Take Time to Clean Your Response Data

You might think that if you have skillfully created an online survey, all you need do is wait for the data to shower upon you so that you can start the fun: analysis, visualization, and interpretation. Hate to rain on your parade; you spend a major chunk of your project time cleaning the data before you can revel in the good stuff. No matter how carefully you design the survey, you must accept that the instrument, not to mention the lawyers, paralegals, legal-service vendors, outside counsel, and clients who take it, will confound you.

Let me draw on a recent project to sketch a few of the ways that you identify problems with the results data, figure out how to rectify them, and keep records so that you know you have completed your scrub accurately.

Typos or mistaken entries. One question in a law firm compensation survey asked for base salary. When I did a quick statistical summary of the data, one entry for $11,000 screamed out mistake. A zero had gone AWOL, but there was no way to know where (110,000 or 101,000 or even 100,100). I had to write the respondent, explain the situation, and keep track of whether he responded. He did, so I insert the correct figure in the correct place. Had he not responded, I would have inserted a zero where it brought the value closest to the median of the other base salaries for that level and then explained my action in a methodology footnote. With my programming script in R, at least the audit trail was clear.
Tangled combination selections. In the same survey, we asked about educational level. Our mistake was to allow people to check more than one level if they had earned multiple degrees. I always run a quick table for factors to see how many fall into each level. When the table showed one “Four-year college” combined with “Business degree” (“Four-year college,Business degree”), I realized that we could not tell whether that combination selection indicated an MBA or an undergraduate degree with a business major. Again, this data gremlin triggered a multistep process of emailing, tracking, and correcting. Having spotted the ambiguity, moreover, I quickly changed the instructions on the question so that thereafter it would not happen and we changed “Business degree” to “MBA.”
Fake or partial entries. At times you suspect the veracity or good faith of a response. One I noticed while eyeballing the downloaded data had entered a rating of 2 for all 12 items of a list. That pattern had no plausibility, so it made me suspicious of whether the person was otherwise submitting genuine answers (unknowable without speaking to the person). Perhaps their answers to other questions were legitimate, and they simply didn’t want to spend the time on the more elaborate question. My point is that you need to look at the data and if you catch an oddity or anomaly, you should think about it and a resolution, and probably write to the person.
Key missing data. Six of first 16 submissions on a compensation survey did not give compensation data!

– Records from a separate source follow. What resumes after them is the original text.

PR #92, opened 2017-04-11
fix for headers with Content-Type

amarzavery:


lib/specValidator.js
```diff
@@ -555,7 +555,16 @@ class SpecValidator {
       }
     }
 
-    if (!(options.headers['content-type'] || options.headers['Content-Type'])) {
```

I noticed the glaring omission because I typically glance at the spreadsheet I export from my hosting software. To resolve this problem, I added a text warning on the survey to the effect of “no comp, no report” and then laboriously wrote each of the miscreants. It’s not easy to decide which questions form the backbone of your survey, as we did not tag it as a required question.
Non-standard titles. We asked for titles of the participants and gave them a list of the six that are most common, plus “Other.” Five respondents checked “Other” and filled in the text box. Because we wanted to analyze compensation by title, I had to figure out how to assign those unusual titles to our standard set. Fortunately, keywords such as “Director” or “Manager” in the bespoke titles matched the salary bands of others with those standard titles. We might have sidestepped the vexation by writing, “Please select the title that most accurately corresponds to your title.” and thereby eliminated the invitation to irritation (but losing detail, so a trade-off).
Mis-ordered entries. Our survey design had a matrix table to collect compensation information. Unfortunately, we failed to require the person completing the survey to put themselves in the first row, as the lead of the group. That order was a requisite for the analytic algorithm. Upon discovering that several people had not done so, I had to figure out in the R programming language I use how to swap the data around so that it was in the proper order. You can do the same in Excel, but you must remember not to over-write the corrected rows.
Reversal of ranking or rating. Instructions are particularly important for prioritizing questions because you want to avoid someone carelessly reversing the ranking order or rating scale. Your instruction might say, “This question uses 1 to rate the least desirable attribute of client satisfaction; it uses 10 to rate the most desirable attribute. Be sure to follow that rating order in your answers.” We have discussed other measures to try to assure compliance in “Add Instructions.”

None of these speed bumps are impassable, but they slow you down. Eyeballing the data, deciding how to untangle issues, and correcting your cleaned version all take time and can spawn different errors if you are not mindful.